Like the _classify method, this method is typically called from within the _classify_file method. It associates the object specified by $object to an arbitrary name, specified by $object_name, with the file currently getting processed.

Iteration Methods

These methods can be used while iterating over a collection of files. See the SYNOPSIS for some examples of these methods in use.

get_obj_prop( $obj_name, $property_name )

Returns the contents of an object's property.

get_obj( $obj_name )

Returns an object associated with a file.

set_obj_prop( $obj_name, $property_name, $value )

Sets an object's property.

obj_meth( $obj_name, $method_name, $method_args );

Runs the $method_name method on the object specified in $obj_name.

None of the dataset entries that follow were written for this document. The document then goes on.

PR #691, opened 2023-07-03
SNOW-835635 rollback session on connection pooled

sfc-gh-mhofman:
This change introduces an automated rollback during connection close and being pooled.
The rollback will be done on condition that a transaction got started with its constructor or BeginTransaction method of a connection (explicit transaction). If an error on such a rollback occurs the connection won't get added back to the pool to ensure that pool does never provide a dirty (with active transaction) connection.
In case of a transaction started with SnowflakeDbCommand the driver won't keep track of it.

### DIFF
--- a/Snowflake.Data.Tests/App.config
+++ b/Snowflake.Data.Tests/App.config
@@ -21,7 +21,7 @@ Copyright (c) 2012-2017 Snowflake Computing Inc. All rights reserved.
       </layout>
       <appender name="ConsoleAppender" type="log4net.Appender.ConsoleAppender">
         <layout type="log4net.Layout.PatternLayout">
-          <conversionPattern value="%date [%thread] [%-5level] [%method:%line] - %message%newline" />
+          <conversionPattern value="%date [%thread] [%-5level] [%ClassName:%line] - %message%newline" />
         </layout>
       </appender>
     </appender>
@@ -29,6 +29,9 @@ Copyright (c) 2012-2017 Snowflake Computing Inc. All rights reserved.
     <root>
       <level value="ALL" />
       <appender-ref ref="RollingFileAppender" />
+    </root>    
+    <root>
+      <level value="WARN" />
       <appender-ref ref="ConsoleAppender" />
     </root>
   </log4net>
--- a/Snowflake.Data.Tests/App.config
+++ b/Snowflake.Data.Tests/App.config
@@ -8,7 +8,7 @@ Copyright (c) 2012-2017 Snowflake Computing Inc. All rights reserved.
   </configSections>
   
   <log4net>
-    <appender name="MyRollingFileAppender" type="log4net.Appender.RollingFileAppender">
+    <appender name="RollingFileAppender" type="log4net.Appender.RollingFileAppender">
       <file type="log4net.Util.PatternString" value="test_%property{framework}.log" />
       <appendToFile value="true"/>
       <rollingStyle value="Size" />
@@ -19,11 +19,17 @@ Copyright (c) 2012-2017 Snowflake Computing Inc. All rights reserved.
         <!-- <header value="[DateTime]  [Thread]  [Level]  [ClassName] Message&#13;&#10;" /> -->
         <conversionPattern value="[%date] [%t] [%-5level] [%logger] %message%newline" />
       </layout>
+      <appender name="ConsoleAppender" type="log4net.Appender.ConsoleAppender">
+        <layout type="log4net.Layout.PatternLayout">
+          <conversionPattern value="%date [%thread] [%-5level] [%method:%line] - %message%newline" />
+        </layout>
+      </appender>
     </appender>
 
     <root>
       <level value="ALL" />
-      <appender-ref ref="MyRollingFileAppender" />
+      <appender-ref ref="RollingFileAppender" />
+      <appender-ref ref="ConsoleAppender" />
     </root>
   </log4net>
 
--- a/Snowflake.Data.Tests/SFConnectionPoolT.cs
+++ b/Snowflake.Data.Tests/SFConnectionPoolT.cs
@@ -551,6 +551,7 @@ namespace Snowflake.Data.Tests
                 connection.Open();
                 firstOpenedSessionId = connection.SfSession.sessionId;
                 connection.BeginTransaction();
+                Assert.AreEqual(true, connection.HasActiveTransaction());
                 Assert.Throws<SnowflakeDbException>(() =>
                 {
                     using (var command = connection.CreateCommand())
@@ -567,14 +568,32 @@ namespace Snowflake.Data.Tests
                 connectionWithSessionReused.Open();
                 
                 Assert.AreEqual(firstOpenedSessionId, connectionWithSessionReused.SfSession.sessionId);
+                Assert.AreEqual(false, connectionWithSessionReused.HasActiveTransaction());
                 using (var cmd = connectionWithSessionReused.CreateCommand())
                 {
                     cmd.CommandText = "SELECT CURRENT_TRANSACTION()";
                     Assert.AreEqual(DBNull.Value, cmd.ExecuteScalar());
                 }
-            } 
+            }
             
             Assert.AreEqual(1, SnowflakeDbConnectionPool.GetCurrentPoolSize(), "Connection should be reused and any pending transaction rolled back before it gets back to the pool");
+        }
+
+        [Test]
+        public void TestTransactionStatusNotTrackedForNonExplicitTransactionCalls()
+        {
+            SnowflakeDbConnectionPool.SetMaxPoolSize(1);
+            using (var connection = new SnowflakeDbConnection())
+            {
+                connection.ConnectionString = ConnectionString;
+                connection.Open();
+                using (var command = connection.CreateCommand())
+                {
+                    command.CommandText = "BEGIN"; // in general can be put as a part of a multi statement call and mixed with commit as well 
+                    command.ExecuteNonQuery();
+                    Assert.AreEqual(false, connection.HasActiveTransaction()); 
+                }
+            }
         }
 
         [Test]
@@ -589,11 +608,11 @@ namespace Snowflake.Data.Tests
                 connection1.ConnectionString = ConnectionString;
                 connection1.Open();
                 Assert.AreEqual(0, SnowflakeDbConnectionPool.GetCurrentPoolSize(), "Connection session is added to the pool after close connection");
+                connection1.BeginTransaction();
+                Assert.AreEqual(true, connection1.HasActiveTransaction());
                 using (var command = connection1.CreateCommand())
                 {
                     firstOpenedSessionId = connection1.SfSession.sessionId;
-                    command.CommandText = "BEGIN TRANSACTION";
-                    command.ExecuteNonQuery();
                     command.CommandText = "SELECT CURRENT_TRANSACTION()";
                     Assert.AreNotEqual(DBNull.Value, command.ExecuteScalar());
                 }
@@ -605,6 +624,7 @@ namespace Snowflake.Data.Tests
                 connection2.ConnectionString = ConnectionString;
                 connection2.Open();
                 Assert.AreEqual(0, SnowflakeDbConnectionPool.GetCurrentPoolSize(), "Connection session should be now removed from the pool");
+                Assert.AreEqual(false, connection2.HasActiveTransaction());
                 using (var command = connection2.CreateCommand())
                 {
                     Assert.AreEqual(firstOpenedSessionId, connection2.SfSession.sessionId);
@@ -633,7 +653,8 @@ namespace Snowflake.Data.Tests
                 connection.ConnectionString = ConnectionString;
                 connection.Open();
                 connection.BeginTransaction();
-                // no Rollback or Commit; during internal Rollback exception will be thrown
+                Assert.AreEqual(true, connection.HasActiveTransaction());
+                // no Rollback or Commit; during internal Rollback while closing a connection a mocked exception will be thrown
             }
             
             Assert.AreEqual(0, SnowflakeDbConnectionPool.GetCurrentPoolSize(), "Should not return connection to the pool");
--- a/Snowflake.Data.Tests/SFConnectionPoolT.cs
+++ b/Snowflake.Data.Tests/SFConnectionPoolT.cs
@@ -563,6 +563,20 @@ namespace Snowflake.Data.Tests
             Assert.AreEqual(DBNull.Value, command.ExecuteScalar());
             Assert.AreEqual(false, conn.HasTransactionInProgress());
             conn.Close();
+            
+            Assert.AreEqual(1, SnowflakeDbConnectionPool.GetCurrentPoolSize(), "Should return connection to the pool");
+        }
+
+        private class TestSnowflakeDbFactory : DbProviderFactory 
+        {
+            public override SnowflakeDbCommand CreateCommand()
+            {
+                var commandThrowingExcOnlyForRollback = new Mock<SnowflakeDbCommand>().As<IDbCommand>();
+                commandThrowingExcOnlyForRollback.CallBase = true;
+                commandThrowingExcOnlyForRollback.SetupSet(it => it.CommandText = "ROLLBACK")
+                    .Throws(new SnowflakeDbException(SFError.INTERNAL_ERROR, "Unexpected failure on transaction rollback when connection is returned to the pool with pending transaction"));
+                return (SnowflakeDbCommand)commandThrowingExcOnlyForRollback.Object;
+            }
         }
 
         [Test]
@@ -571,32 +585,14 @@ namespace Snowflake.Data.Tests
             SnowflakeDbConnectionPool.SetPooling(true);
             SnowflakeDbConnectionPool.SetMaxPoolSize(10);
             Assert.AreEqual(0, SnowflakeDbConnectionPool.GetCurrentPoolSize());
-            var connSpy = new Mock<SnowflakeDbConnection>().As<IDbConnection>();
-            connSpy.CallBase = true;
-            Mock<IDbCommand> mockDbCommand = new Mock<IDbCommand>();
-            mockDbCommand.SetupSequence(it => it.ExecuteNonQuery())
-                .Throws(new SnowflakeDbException(SFError.INTERNAL_ERROR, "syntax error"))
-                .Throws(new SnowflakeDbException(SFError.STATEMENT_ALREADY_RUNNING_QUERY, "error on transaction rollback"));
-            connSpy.SetupSequence(it => it.CreateCommand())
-                .CallBase() // BEGIN TRANS
-                .Returns(mockDbCommand.Object) // INVALID SQL
-                .CallBase() // for conn.Close() => GET TRANS ID
-                .Returns(mockDbCommand.Object); // for conn.Close() => ROLLBACK
-
-            var conn = connSpy.Object;
+            
+            var conn = new SnowflakeDbConnection();
+            conn.ProviderFactory = new TestSnowflakeDbFactory();
             conn.ConnectionString = ConnectionString;
             conn.Open();
             conn.BeginTransaction();
-            Assert.Throws<SnowflakeDbException>(() =>
-                {
-                    using (IDbCommand command = conn.CreateCommand())
-                    {
-                        command.CommandText = "INVALID SQL";
-                        command.ExecuteNonQuery();
-                    }
-                });
-            conn.Close();
-            
+            conn.Close(); // without Rollback or Commit; during internal Rollback exception will be thrown
+
             Assert.AreEqual(0, SnowflakeDbConnectionPool.GetCurrentPoolSize(), "Should not return connection to the pool");
         }
 
--- a/Snowflake.Data.Tests/SFConnectionPoolT.cs
+++ b/Snowflake.Data.Tests/SFConnectionPoolT.cs
@@ -588,6 +588,7 @@ namespace Snowflake.Data.Tests
             {
                 connection1.ConnectionString = ConnectionString;
                 connection1.Open();
+                Assert.AreEqual(0, SnowflakeDbConnectionPool.GetCurrentPoolSize(), "Connection session is added to the pool after close connection");
                 using (var command = connection1.CreateCommand())
                 {
                     firstOpenedSessionId = connection1.SfSession.sessionId;
@@ -603,6 +604,7 @@ namespace Snowflake.Data.Tests
             {
                 connection2.ConnectionString = ConnectionString;
                 connection2.Open();
+                Assert.AreEqual(0, SnowflakeDbConnectionPool.GetCurrentPoolSize(), "Connection session should be now removed from the pool");
                 using (var command = connection2.CreateCommand())
                 {
                     Assert.AreEqual(firstOpenedSessionId, connection2.SfSession.sessionId);
@@ -618,9 +620,15 @@ namespace Snowflake.Data.Tests
         {
             SnowflakeDbConnectionPool.SetPooling(true);
             SnowflakeDbConnectionPool.SetMaxPoolSize(10);
-            Assert.AreEqual(0, SnowflakeDbConnectionPool.GetCurrentPoolSize());
+            var commandThrowingExceptionOnlyForRollback = new Mock<SnowflakeDbCommand>();
+            commandThrowingExceptionOnlyForRollback.CallBase = true;
+            commandThrowingExceptionOnlyForRollback.SetupSet(it => it.CommandText = "ROLLBACK")
+                .Throws(new SnowflakeDbException(SFError.INTERNAL_ERROR, "Unexpected failure on transaction rollback when connection is returned to the pool with pending transaction"));
+            var mockDbProviderFactory = new Mock<DbProviderFactory>();
+            mockDbProviderFactory.Setup(p => p.CreateCommand()).Returns(commandThrowingExceptionOnlyForRollback.Object);
 
-            using (var connection = new TestSnowflakeDbConnection())
+            Assert.AreEqual(0, SnowflakeDbConnectionPool.GetCurrentPoolSize());
+            using (var connection = new TestSnowflakeDbConnection(mockDbProviderFactory.Object))
             {
                 connection.ConnectionString = ConnectionString;
                 connection.Open();
@@ -728,19 +736,12 @@ namespace Snowflake.Data.Tests
         
         private class TestSnowflakeDbConnection : SnowflakeDbConnection
         {
-            protected override DbProviderFactory DbProviderFactory => new TestSnowflakeDbFactory();
-        }
-        
-        private class TestSnowflakeDbFactory : DbProviderFactory 
-        {
-            public override DbCommand CreateCommand()
+            public TestSnowflakeDbConnection(DbProviderFactory dbProviderFactory)
             {
-                var commandThrowingExceptionOnlyForRollback = new Mock<SnowflakeDbCommand>().As<IDbCommand>();
-                commandThrowingExceptionOnlyForRollback.CallBase = true;
-                commandThrowingExceptionOnlyForRollback.SetupSet(it => it.CommandText = "ROLLBACK")
-                    .Throws(new SnowflakeDbException(SFError.INTERNAL_ERROR, "Unexpected failure on transaction rollback when connection is returned to the pool with pending transaction"));
-                return (DbCommand)commandThrowingExceptionOnlyForRollback.Object;
+                DbProviderFactory = dbProviderFactory;
             }
+
+            protected override DbProviderFactory DbProviderFactory { get; }
         }
     }
 }
--- a/Snowflake.Data.Tests/SFConnectionPoolT.cs
+++ b/Snowflake.Data.Tests/SFConnectionPoolT.cs
@@ -551,7 +551,7 @@ namespace Snowflake.Data.Tests
                 connection.Open();
                 firstOpenedSessionId = connection.SfSession.sessionId;
                 connection.BeginTransaction();
-                Assert.AreEqual(true, connection.HasActiveTransaction());
+                Assert.AreEqual(true, connection.HasActiveExplicitTransaction());
                 Assert.Throws<SnowflakeDbException>(() =>
                 {
                     using (var command = connection.CreateCommand())
@@ -568,7 +568,7 @@ namespace Snowflake.Data.Tests
                 connectionWithSessionReused.Open();
                 
                 Assert.AreEqual(firstOpenedSessionId, connectionWithSessionReused.SfSession.sessionId);
-                Assert.AreEqual(false, connectionWithSessionReused.HasActiveTransaction());
+                Assert.AreEqual(false, connectionWithSessionReused.HasActiveExplicitTransaction());
                 using (var cmd = connectionWithSessionReused.CreateCommand())
                 {
                     cmd.CommandText = "SELECT CURRENT_TRANSACTION()";
@@ -591,7 +591,7 @@ namespace Snowflake.Data.Tests
                 {
                     command.CommandText = "BEGIN"; // in general can be put as a part of a multi statement call and mixed with commit as well 
                     command.ExecuteNonQuery();
-                    Assert.AreEqual(false, connection.HasActiveTransaction()); 
+                    Assert.AreEqual(false, connection.HasActiveExplicitTransaction()); 
                 }
             }
         }
@@ -609,7 +609,7 @@ namespace Snowflake.Data.Tests
                 connection1.Open();
                 Assert.AreEqual(0, SnowflakeDbConnectionPool.GetCurrentPoolSize(), "Connection session is added to the pool after close connection");
                 connection1.BeginTransaction();
-                Assert.AreEqual(true, connection1.HasActiveTransaction());
+                Assert.AreEqual(true, connection1.HasActiveExplicitTransaction());
                 using (var command = connection1.CreateCommand())
                 {
                     firstOpenedSessionId = connection1.SfSession.sessionId;
@@ -624,7 +624,7 @@ namespace Snowflake.Data.Tests
                 connection2.ConnectionString = ConnectionString;
                 connection2.Open();
                 Assert.AreEqual(0, SnowflakeDbConnectionPool.GetCurrentPoolSize(), "Connection session should be now removed from the pool");
-                Assert.AreEqual(false, connection2.HasActiveTransaction());
+                Assert.AreEqual(false, connection2.HasActiveExplicitTransaction());
                 using (var command = connection2.CreateCommand())
                 {
                     Assert.AreEqual(firstOpenedSessionId, connection2.SfSession.sessionId);
@@ -653,7 +653,7 @@ namespace Snowflake.Data.Tests
                 connection.ConnectionString = ConnectionString;
                 connection.Open();
                 connection.BeginTransaction();
-                Assert.AreEqual(true, connection.HasActiveTransaction());
+                Assert.AreEqual(true, connection.HasActiveExplicitTransaction());
                 // no Rollback or Commit; during internal Rollback while closing a connection a mocked exception will be thrown
             }
             
--- a/Snowflake.Data.Tests/SFConnectionPoolT.cs
+++ b/Snowflake.Data.Tests/SFConnectionPoolT.cs
@@ -15,44 +15,47 @@ namespace Snowflake.Data.Tests
     using Snowflake.Data.Tests.Mock;
     using System.Data.Common;
     using Moq;
-
     
-    readonly struct PoolConfig {
-        public bool Pooling { get; }
-        public long Timeout { get; }
-        public int MaxPoolSize { get; }
+    class PoolConfig {
+        private readonly bool _pooling;
+        private readonly long _timeout;
+        private readonly int _maxPoolSize;
 
-        public PoolConfig(int maxPoolSize, long timeout, bool poolingEnabled)
+        public PoolConfig()
         {
-            MaxPoolSize = maxPoolSize;
-            Timeout = timeout;
-            Pooling = poolingEnabled;
+            _maxPoolSize = SnowflakeDbConnectionPool.GetMaxPoolSize();
+            _timeout = SnowflakeDbConnectionPool.GetTimeout();
+            _pooling = SnowflakeDbConnectionPool.GetPooling();
+        }
+
+        public void Reset()
+        {
+            SnowflakeDbConnectionPool.SetMaxPoolSize(_maxPoolSize);
+            SnowflakeDbConnectionPool.SetTimeout(_timeout);
+            SnowflakeDbConnectionPool.SetPooling(_pooling);
         }
     }
     
     [TestFixture, NonParallelizable]
-    // [Apartment(ApartmentState.STA)]
     class SFConnectionPoolT : SFBaseTest
     {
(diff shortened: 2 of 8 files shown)


sfc-gh-igarish:
Please add description.

Snowflake.Data.Tests/SFConnectionPoolT.cs
```diff
@@ -504,6 +504,98 @@ public void TestConcurrentConnectionPoolingAsync()
             ConcurrentPoolingAsyncHelper(connStr, true);
         }
 
+        [Test]
+        public void TestRollbackTransactionOnPooledWhenExceptionOccurred()
+        {
+            SnowflakeDbConnectionPool.SetPooling(true);
```
sfc-gh-dprzybysz, line 510: those parameters are static? who cleans them between test methods?

Snowflake.Data.Tests/SFConnectionPoolT.cs
```diff
@@ -504,6 +504,98 @@ public void TestConcurrentConnectionPoolingAsync()
...
+            SnowflakeDbConnectionPool.SetMaxPoolSize(10);
+
+            object firstOpenedSession = null;
+            using (var connection = new SnowflakeDbConnection())
+            {
+                connection.ConnectionString = ConnectionString;
+                connection.Open();
+                firstOpenedSession = connection.SfSession.sessionId;
+                connection.BeginTransaction();
+                Assert.Throws<SnowflakeDbException>(() =>
```
sfc-gh-dprzybysz, line 520: should we check also the message of the exception?

Snowflake.Data.Tests/SFConnectionPoolT.cs
```diff
@@ -504,6 +504,98 @@ public void TestConcurrentConnectionPoolingAsync()
...
+                        command.ExecuteNonQuery();
+                    }
+                });
+            }
+
+            using (var connectionWithSessionReused = new SnowflakeDbConnection())
+            {
+                connectionWithSessionReused.ConnectionString = ConnectionString;
+                connectionWithSessionReused.Open();
+                Assert.AreEqual(firstOpenedSession, connectionWithSessionReused.SfSession.sessionId);
```
sfc-gh-dprzybysz, line 534: pool has 10 elements - are we sure that it will be always the same connection?

Snowflake.Data.Tests/SFConnectionPoolT.cs
```diff
@@ -504,6 +504,98 @@ public void TestConcurrentConnectionPoolingAsync()
...
+                using (var cmd = connectionWithSessionReused.CreateCommand())
+                {
+                    cmd.CommandText = "SELECT CURRENT_TRANSACTION()";
+                    Assert.AreEqual(DBNull.Value, cmd.ExecuteScalar());
+                    Assert.AreEqual(false, connectionWithSessionReused.HasTransactionInProgress());
+                }
+                connectionWithSessionReused.Close();
```
sfc-gh-dprzybysz, line 541: isn't it close via using in line 530?

Snowflake.Data.Tests/SFConnectionPoolT.cs
```diff
@@ -504,6 +504,98 @@ public void TestConcurrentConnectionPoolingAsync()
...
+            }
+        }
+
+        [Test]
+        public void TestRollbackTransactionOnPooledWhenConnectionClose()
+        {
+            SnowflakeDbConnectionPool.SetPooling(true);
+            SnowflakeDbConnectionPool.SetMaxPoolSize(10);
+            var conn = new SnowflakeDbConnection();
```
sfc-gh-dprzybysz, line 550: why don't we use using here?

Snowflake.Data/Client/SnowflakeDbConnection.cs
```diff
@@ -22,6 +22,14 @@ public class SnowflakeDbConnection : DbConnection
 
         internal ConnectionState _connectionState;
 
+        private DbProviderFactory _snowflakeDbFactory = new SnowflakeDbFactory();
```
sfc-gh-dprzybysz, line 25: why don't we call private field `_ dbProviderFactory` but with the name of specific class?

Snowflake.Data/Client/SnowflakeDbConnection.cs
```diff
@@ -86,17 +99,53 @@ public override string DataSource
             }
         }
 
-        public override string ServerVersion => _connectionState == ConnectionState.Open ? SfSession.serverVersion : "";
+        public override string ServerVersion => IsOpen() ? SfSession.serverVersion : "";
 
         public override ConnectionState State => _connectionState;
 
+        private object? GetTransactionId()
```
sfc-gh-dprzybysz, line 106: are we able to better name the returned type?

Snowflake.Data/Client/SnowflakeDbConnection.cs
```diff
@@ -86,17 +99,53 @@ public override string DataSource
...
+                {
+                    command.CommandText = "ROLLBACK";
+                    command.ExecuteNonQuery(); 
+                    logger.Warn("Rolled back transaction: " + transactionInProgressId + " in session: " + SfSession.sessionId);
+                    return true;
+                }
+            }
+            catch (SnowflakeDbException exception)
+            {
+                logger.Error("Unable to rollback transaction: " + transactionInProgressId + " in session: " + SfSession.sessionId + ", exception: " + exception.Message);
```
sfc-gh-dprzybysz, line 137: should we pass exception to logging method? We are loosing stack trace now?

Snowflake.Data/Client/SnowflakeDbConnection.cs
```diff
@@ -86,17 +99,53 @@ public override string DataSource
...
+        {
+            if (transactionInProgressId == DBNull.Value)
+                return false;
+            try
+            {
+                using (IDbCommand command = CreateCommand())
+                {
+                    command.CommandText = "ROLLBACK";
+                    command.ExecuteNonQuery(); 
+                    logger.Warn("Rolled back transaction: " + transactionInProgressId + " in session: " + SfSession.sessionId);
```
sfc-gh-dprzybysz, line 131: why is it warn? someone ordered transaction termination on purpose

Snowflake.Data/Client/SnowflakeDbConnection.cs
```diff
@@ -134,9 +189,16 @@ public Task CloseAsync(CancellationToken cancellationToken)
             }
             else
             {
-                if ((_connectionState != ConnectionState.Closed) && SfSession != null)
+                if (IsNonClosedWithSession())
                 {
-                    if (SnowflakeDbConnectionPool.addSession(SfSession))
+                    var transactionInProgress = GetTransactionId();
```
sfc-gh-dprzybysz, line 194: isn't it duplicated code with this one some lines above? are we able to extract method?

Snowflake.Data.Tests/App.config
```diff
@@ -19,11 +19,17 @@ Copyright (c) 2012-2017 Snowflake Computing Inc. All rights reserved.
...
       </layout>
+      <appender name="ConsoleAppender" type="log4net.Appender.ConsoleAppender">
+        <layout type="log4net.Layout.PatternLayout">
+          <conversionPattern value="%date [%thread] [%-5level] [%method:%line] - %message%newline" />
+        </layout>
+      </appender>
     </appender>
 
     <root>
       <level value="ALL" />
```
sfc-gh-pfus, line 30: If we configure console logging for tests, maybe we can change here to info or, even better, to warn? If anyone needs more logging, always can be changed.

Snowflake.Data.Tests/SFConnectionPoolT.cs
```diff
@@ -504,6 +504,98 @@ public void TestConcurrentConnectionPoolingAsync()
...
+        {
+            SnowflakeDbConnectionPool.SetPooling(true);
+            SnowflakeDbConnectionPool.SetMaxPoolSize(10);
+
+            object firstOpenedSession = null;
+            using (var connection = new SnowflakeDbConnection())
+            {
+                connection.ConnectionString = ConnectionString;
+                connection.Open();
+                firstOpenedSession = connection.SfSession.sessionId;
```
sfc-gh-pfus, line 518: It's not session, it's sessionId?

Snowflake.Data.Tests/SFConnectionPoolT.cs
```diff
@@ -504,6 +504,98 @@ public void TestConcurrentConnectionPoolingAsync()
...
+                {
+                    using (var command = connection.CreateCommand())
+                    {
+                        command.CommandText = "invalid command will throw";
+                        command.ExecuteNonQuery();
+                    }
+                });
+            }
+
+            using (var connectionWithSessionReused = new SnowflakeDbConnection())
```
sfc-gh-pfus, line 530: Are we sure that this is the same session reused and not some random one? This strongly depends on algorithm of choosing sessions, which is not a part of this test I suppose. Small suggestion - maybe we can decrease maxPoolSize to 1 to fix my concerns?

Snowflake.Data.Tests/SFConnectionPoolT.cs
sfc-gh-pfus, line 534: Thanks for this assert, but still - it would be more maintainable if this pool is 1-sized.

Snowflake.Data.Tests/SFConnectionPoolT.cs
sfc-gh-pfus, line 541: If assert above fails, this will never happen. Except for - can we use `using` and close automatically?

Snowflake.Data.Tests/SFConnectionPoolT.cs
```diff
@@ -504,6 +504,98 @@ public void TestConcurrentConnectionPoolingAsync()
...
+        {
+            SnowflakeDbConnectionPool.SetPooling(true);
+            SnowflakeDbConnectionPool.SetMaxPoolSize(10);
+            var conn = new SnowflakeDbConnection();
+            conn.ConnectionString = ConnectionString;
+            
+            conn.Open();
+            IDbCommand command = conn.CreateCommand();
+            object firstOpenedSession = conn.SfSession.sessionId;
+            command.CommandText = "BEGIN TRANSACTION ";
```
sfc-gh-pfus, line 556: Can we strip this string?

Snowflake.Data.Tests/SFConnectionPoolT.cs
```diff
@@ -504,6 +504,98 @@ public void TestConcurrentConnectionPoolingAsync()
...
+                }
+                connectionWithSessionReused.Close();
+            }
+        }
+
+        [Test]
+        public void TestRollbackTransactionOnPooledWhenConnectionClose()
+        {
+            SnowflakeDbConnectionPool.SetPooling(true);
+            SnowflakeDbConnectionPool.SetMaxPoolSize(10);
```
sfc-gh-pfus, line 549: Same comment.

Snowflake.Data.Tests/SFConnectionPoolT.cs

Arguments are passed via $method_args.

get_filename()

Retrieves the name of file being processed without the path.

selected()

Returns the full path and file name of the file being processed.

has_obj( $obj_name );

Returns a boolean value reflecting the existence of the obj in $obj_name.

attr_defined( $obj_name, $attr_name )

Returns a boolean value reflecting if the atrribute specified by $attr_name is defined in the $obj_name object.

Returns a shortened path, relative to all the files in the entire collection, and the file name of the file being processed or in an iterator.

REQUIRES

SUPPORT

Perldoc

You can find documentation for this module with the perldoc command.

  perldoc File::Collector

Websites

The following websites have more information about this module, and may be of help to you. As always, in addition to those websites please use your favorite search engine to discover more resources.

Source Code

The code is open to the world, and available for you to hack on. Please feel free to browse it and play with it, or whatever. If you want to contribute patches, please send me a diff or prod me to pull from your repository :)

https://github.com/sdondley/File-Collector

  git clone git://github.com/sdondley/File-Collector.git

BUGS AND LIMITATIONS

You can make new bug reports, and view existing ones, through the web interface at https://github.com/sdondley/File-Collector/issues.

INSTALLATION

See perlmodinstall for information and options on installing Perl modules.

SEE ALSO

File::Collector::Processor

AUTHOR

Steve Dondley <s@dondley.com>

Special Thanks

Thanks to all the generous monks at the PerlMonks community for patiently answering my (sometimes asinine) questions. A very special mention goes to jcb whose advice was invaluable to improving the quality of this module. Another shout out to Hippo for the suggesting Role::Tiny to help make the module more flexible.

COPYRIGHT AND LICENSE

This software is copyright (c) 2019 by Steve Dondley.

This is free software; you can redistribute it and/or modify it under the same terms as the Perl 5 programming language system itself.